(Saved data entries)

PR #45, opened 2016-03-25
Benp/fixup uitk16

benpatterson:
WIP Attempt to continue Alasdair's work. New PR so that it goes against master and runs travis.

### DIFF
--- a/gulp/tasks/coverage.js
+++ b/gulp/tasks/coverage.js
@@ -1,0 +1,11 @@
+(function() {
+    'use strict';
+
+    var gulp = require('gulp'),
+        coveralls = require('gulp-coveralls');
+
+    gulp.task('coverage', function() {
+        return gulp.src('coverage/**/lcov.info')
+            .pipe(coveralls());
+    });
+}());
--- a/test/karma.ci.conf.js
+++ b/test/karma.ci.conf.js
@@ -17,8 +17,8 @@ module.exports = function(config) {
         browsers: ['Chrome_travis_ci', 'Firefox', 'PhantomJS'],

[Exercise]
Exact copies of the line containing "Benp/fixup uitk16" and of every line after it through the end of the entries are all that should be output.

[Result below]
Benp/fixup uitk16

benpatterson:
WIP Attempt to continue Alasdair's work. New PR so that it goes against master and runs travis.

### DIFF
--- a/gulp/tasks/coverage.js
+++ b/gulp/tasks/coverage.js
@@ -1,0 +1,11 @@
+(function() {
+    'use strict';
+
+    var gulp = require('gulp'),
+        coveralls = require('gulp-coveralls');
+
+    gulp.task('coverage', function() {
+        return gulp.src('coverage/**/lcov.info')
+            .pipe(coveralls());
+    });
+}());
--- a/test/karma.ci.conf.js
+++ b/test/karma.ci.conf.js
@@ -17,8 +17,8 @@ module.exports = function(config) {
         browsers: ['Chrome_travis_ci', 'Firefox', 'PhantomJS'],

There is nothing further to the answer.